Alors que la présence de métaux lourds dans cette poussière a été prouvée, les autorités appellent au calme, affirmant que même les habitants les plus exposés resteraient à des niveaux de pollution inférieurs à la norme chilienne sur l'arsenic.
Mais des analyses officielles menées fin 2015 auprès de 243 enfants de crèches et écoles proches du port ont montré que 99,2% d'entre eux ont des niveaux de plomb dans le sang sous le seuil réglementaire.
Le Collège médical d'Antofagasta conteste toutefois ces résultats et exige des analyses de cheveux portant sur les taux de tous les métaux confondus.

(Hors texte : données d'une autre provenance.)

PR #16079, opened 2024-08-12
test: limit message hashes per query

richard-ramos:
if the missing message verification is enabled there's no limit for the number of missing message hashes to request and that can increase the load of the storenodes while with this change we reduce the number of message hashes per query to 50.

Requires:
- https://github.com/status-im/status-go/pull/5688

To test:
- Ensure no panics happen during normal app usage or excess memory is being used compared to current release version

cc: @iurimatias  @anastasiyaig


richard-ramos:
Cool! let's wait then for mobile tests to merge this!
thank you!

Issue #16327, opened 2024-09-12
dApp Tx sign dialogs - clicking outside of dialog should not close the dialog


benjthayer:
SIWE / Tx dialogs issued via WalletConnect for signing inside Status should not be dismissible by clicking outside of the dialog.

Accidentally dismissing the dialog in this way cannot be construed as an explicity rejection of the sign event and leads to ambiguity about what should be done with the dApp request.

Eventually, the user should be able to click the [X] icon button top right of the dialog to dismiss the request - but this should only be implemented when the user can re-launch the sign request dialog via the corresponding notification centre item. Until the notification centre items are implemented, it may be safer to remove the close [X] as well as the ability to click outside of the sign dialog to dismiss it - this way, the user must make an explicit in-the-moment call to reject or sign the sign request.

We should apply this logic/behaviour to all Signing dialogs - even those initiated from inside Status via Send/Swap/Bridge etc for consistency.

<img width="1469" alt="Screenshot 2024-09-12 at 17 34 58" src="https://github.com/user-attachments/assets/db66eb81-d259-4ebf-855d-ec648a82ddaf">

cc @caybro

alexjba:
@benjthayer WDYT if we try to activate the app as well whenever this popup shows up? It has an expiry date and we'll need the user attention when a sign is requested.

caybro:
> @benjthayer WDYT if we try to activate the app as well whenever this popup shows up? It has an expiry date and we'll need the user attention when a sign is requested.

Great idea actually

benjthayer:
> @benjthayer WDYT if we try to activate the app as well whenever this popup shows up? It has an expiry date and we'll need the user attention when a sign is requested.

Hey @alexjba , as discussed on the user stories call, perhaps we show an OS notification when there is a sign request - which, when clicked, refocuses the app. I think that's where we landed - correct me if I'm wrong. 

I can add this to the flows, but do you want to check feasibility first from an implementation perspective?

Issue #16314, opened 2024-09-11
[WC] Add countdown pill to sign dialogs


alexjba:
#### Add the countdown pill

[Figma](https://www.figma.com/design/HrmZp1y4S77QJezRFRl6ku/dApp-Interactions---Milestone-1?node-id=3967-288216&m=dev)

![image](https://github.com/user-attachments/assets/00f1865d-1267-44af-b400-d9818e7c5b40)
![image](https://github.com/user-attachments/assets/a23ee129-b7cd-405d-b585-93c6866e0338)

Spec here: https://github.com/WalletConnect/walletconnect-monorepo/pull/1851

caybro:
@alexjba do we already have the corresponding notification in place? 

![image](https://github.com/user-attachments/assets/fd65af3d-a8b2-4b88-8f98-7fe225a28052)

Should the little timer component be covered here, or in separate ticket? That said, I'm not totally convinced the timer itself should be part of the countdown pill here, wdyt?

alexjba:
> @alexjba do we already have the corresponding notification in place? 
> 
> ![image](https://github.com/user-attachments/assets/fd65af3d-a8b2-4b88-8f98-7fe225a28052)
> 
> Should the little timer component be covered here, or in separate ticket? That said, I'm not totally convinced the timer itself should be part of the countdown pill here, wdyt?
> 

We don't have the notification. Not totally convinced either. Maybe it would be nice to have the visual component as a base class and the timer logic in the upper component. Just in case we find different use cases for it.

PR #16349, opened 2024-09-16
feat: add countdown pill to sign dialogs and make them unclosable

caybro:
### What does the PR do

- show countdown until which the sign (WalletConnect and Swap) dialogs expire
- after expiration, hide the Reject/Sign buttons and display a plain Close button
- make the dialogs non-closable by clicking outside or pressing Esc; the user has to explicitely click some of the footer buttons

See separate commits for the individual components buildup

Fixes https://github.com/status-im/status-desktop/issues/16327
Fixes https://github.com/status-im/status-desktop/issues/16314

TODO:
- [x] Get and pass the correct timestamp and expiry params from backend (will be done in a followup PR)

### Affected areas

SwapSignModal, DAppSignRequestModal

### Architecture compliance

Swap sign with initial 120s timeout:
image

After expiration:
image

DAppSignRequestModal in dark mode (and tooltip):
image

DAppSignRequestModal expired:
image

### DIFF
--- a/ui/StatusQ/src/StatusQ/Controls/StatusCircularProgressBar.qml
+++ b/ui/StatusQ/src/StatusQ/Controls/StatusCircularProgressBar.qml
@@ -33,7 +33,7 @@ Item {
         }
 
         onPaint: {
-            var ctx = getContext("2d")
+            const ctx = getContext("2d")
 
             var x = root.width/2
             var y = root.height/2
--- a/ui/StatusQ/src/StatusQ/Controls/StatusCircularProgressBar.qml
+++ b/ui/StatusQ/src/StatusQ/Controls/StatusCircularProgressBar.qml
@@ -1,0 +1,68 @@
+import QtQuick 2.15
+
+import StatusQ.Core.Theme 0.1
+
+Item {
+    id: root
+
+    property int size: 16
+    property real lineWidth: 1.5
+    property real value: 1 // 0..1
+
+    property color primaryColor: Theme.palette.primaryColor1
+    property color secondaryColor: Theme.palette.primaryColor2
+
+    property int animationDuration: 1000
+
+    width: size
+    height: size
+
+    onValueChanged: canvas.degree = value * 360
+
+    Canvas {
+        id: canvas
+
+        property real degree: 0
+
+        anchors.fill: parent
+        antialiasing: true
+        renderStrategy: Canvas.Threaded
+
+        onDegreeChanged: {
+            requestPaint()
+        }
+
+        onPaint: {
+            var ctx = getContext("2d")
+
+            var x = root.width/2
+            var y = root.height/2
+
+            var radius = root.size/2 - root.lineWidth
+            var startAngle = (Math.PI/180) * 270
+            var fullAngle = (Math.PI/180) * (270 + 360)
+            var progressAngle = (Math.PI/180) * (270 + degree)
+
+            ctx.reset()
+
+            ctx.lineCap = 'round'
+            ctx.lineWidth = root.lineWidth
+
+            ctx.beginPath()
+            ctx.arc(x, y, radius, startAngle, fullAngle)
+            ctx.strokeStyle = root.secondaryColor
+            ctx.stroke()
+
+            ctx.beginPath()
+            ctx.arc(x, y, radius, startAngle, progressAngle)
+            ctx.strokeStyle = root.primaryColor
+            ctx.stroke()
+        }
+
+        Behavior on degree {
+            NumberAnimation {
+                duration: root.animationDuration
+            }
+        }
+    }
+}
--- a/ui/app/AppLayouts/Communities/controls/IssuePill.qml
+++ b/ui/app/AppLayouts/Communities/controls/IssuePill.qml
@@ -1,6 +1,6 @@
-import QtQuick 2.14
-import QtQuick.Controls 2.14
-import QtQuick.Layouts 1.14
+import QtQuick 2.15
+import QtQuick.Controls 2.15
+import QtQuick.Layouts 1.15
 
 import StatusQ.Core 0.1
 import StatusQ.Core.Theme 0.1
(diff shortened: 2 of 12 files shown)


alexjba (approved):
LGTM! Started the integration on top of this 😄

ui/app/AppLayouts/Communities/controls/IssuePill.qml
```diff
@@ -10,49 +10,76 @@ Control {
...
+    }
+
+    property Component iconLoaderComponent: Component {
+        StatusIcon {
+            width: 20
+            height: 20
+            icon: root.icon
+            color: root.baseColor
+        }
     }
```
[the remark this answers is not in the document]
micieslak: ok, I see, required be inheriting component

ui/imports/shared/controls/CountdownPill.qml
```diff
@@ -0,0 +1,127 @@
...
+                    result.push(qsTr("%1m", "x minutes").arg(mins))
+            }
+            if (days === 0 && hrs === 0 && mins === 0) {
+                const secs = parseInt(isoString.substring(17, 19))
+                if (secs >= 0)
+                    result.push(qsTr("%n sec(s)", "", secs))
+            }
+            return result.join(" ")
+        }
+    }
```
micieslak, line 103: I would simplify to not use Date and substrings/parsing:
```qml
        function formatSeconds(seconds) {
            const days = Math.floor(seconds / 86400)
            const hrs = Math.floor(seconds / 3600) % 24
            const mins = Math.floor(seconds / 60) % 60

            const result = []
            if (days > 0)
                result.push(qsTr("%1d", "x days").arg(days))
            if (hrs > 0)
                result.push(qsTr("%1h", "x hours").arg(hrs))
            if (mins > 0) {
                if (days === 0 && hrs === 0 ) // long form
                    result.push(qsTr("%n min(s)", "", mins))
                else
                    result.push(qsTr("%1m", "x minutes").arg(mins))
            }
            if (days === 0 && hrs === 0 && mins === 0) {
                const secs = Math.floor(seconds)
                if (secs >= 0)
                    result.push(qsTr("%n sec(s)", "", secs))
            }
            return result.join(" ")
        }
```

micieslak (commented):
LGTM in general, some minor comments mainly

ui/imports/shared/controls/CountdownPill.qml
```diff
@@ -0,0 +1,127 @@
...
+import StatusQ.Controls 0.1
+import StatusQ.Core.Theme 0.1
+
+import AppLayouts.Communities.controls 1.0
+
+IssuePill {
+    id: root
+
+    // request timestamp
+    required property date timestamp
```
micieslak, line 13: I think that API `timestamp` and `expirationSeconds` could be improved. Those two values are interdependent, and, if I understand correctly, for given `expirationSeconds` only one value of `timestamp` makes sense.

What is specific about those properties is that it seems unlikely to bind to them. Knowing that I would expose only methods like `setExpirationDate(date)` which could set internal values of timestamp/expiration date properly. For convenience maybe sth like `setExpirationInSeconds(seconds)` would be handy as well.

ui/StatusQ/src/StatusQ/Controls/StatusCircularProgressBar.qml
```diff
@@ -0,0 +1,68 @@
+import QtQuick 2.15
+
+import StatusQ.Core.Theme 0.1
+
+Item {
+    id: root
+
+    property int size: 16
+    property real lineWidth: 1.5
```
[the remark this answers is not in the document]
caybro: Well, it is public API, in some other components, we might want to make the line thicker

ui/imports/shared/controls/CountdownPill.qml
```diff
@@ -0,0 +1,127 @@
...
+    QtObject {
+        id: d
+        readonly property real progress: d.secsDiff >= 0 ? d.secsDiff/(d.expirationTimestamp.valueOf() - timestamp.valueOf()) * 1000
+                                                         : 0
+
+        property var expirationTimestamp: root.timestamp
+        property int secsDiff
+        property int ticker
+
+        function formatSeconds(seconds) {
```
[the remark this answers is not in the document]
caybro: Hmm not sure, this is very specific to this component

ui/imports/shared/controls/CountdownPill.qml
caybro: Yeah, I wasn't sure either whether to expose them as properties, or as a setter method, since these 2 are inter-dependent. Thoughts @alexjba ?

ui/StatusQ/src/StatusQ/Controls/StatusCircularProgressBar.qml
```diff
@@ -0,0 +1,68 @@
...
+        anchors.fill: parent
+        antialiasing: true
+        renderStrategy: Canvas.Threaded
+
+        onDegreeChanged: {
+            requestPaint()
+        }
+
+        onPaint: {
+            var ctx = getContext("2d")
```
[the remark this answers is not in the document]
caybro: Done

ui/imports/shared/controls/CountdownPill.qml
```diff
@@ -0,0 +1,127 @@
...
+
+        timer.restart()
+    }
+
+    QtObject {
+        id: d
+        readonly property real progress: d.secsDiff >= 0 ? d.secsDiff/(d.expirationTimestamp.valueOf() - timestamp.valueOf()) * 1000
+                                                         : 0
+
+        property var expirationTimestamp: root.timestamp
```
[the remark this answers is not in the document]
caybro: Done

ui/imports/shared/controls/CountdownPill.qml
caybro: Thx, good idea!

ui/imports/shared/controls/CountdownPill.qml
caybro: The downside of having an initializer function is that we can't enforce it, as with `required` props

micieslak: it could internally by default intialize to current timestamp and 0 exp seconds. It would be expired by default what is still valid state.

Khushboo-dev-cpp (approved):
Awesome work! We need to remember to add this to Swap, but defintely needs to be discussed first with the team.

ui/imports/shared/controls/CountdownPill.qml
caybro: We don't want an expired state by default but I get the idea :)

Jaqueline Jiménez non plus n'avait pas confiance dans les analyses officielles, qui sont sanguines comme le veut la pratique internationale en matière d'analyses de métaux.
Alors elle a fait examiner les cheveux de ses enfants à l'étranger, même si la fiabilité de cette méthode est contestée: ils ont révélé une concentration élevée de métaux.
La maire de la commune, Karen Rojo, affiche sa bonne volonté, assurant à l'AFP vouloir "rendre obligatoires des analyses sur les enfants de un à six ans pour déterminer, chaque année, les dommages qui peuvent exister dans la population".
Dans l'incertitude des effets à long terme, les experts recommandent pour leur part de réduire à zéro l'exposition des enfants à ces substances dangereuses.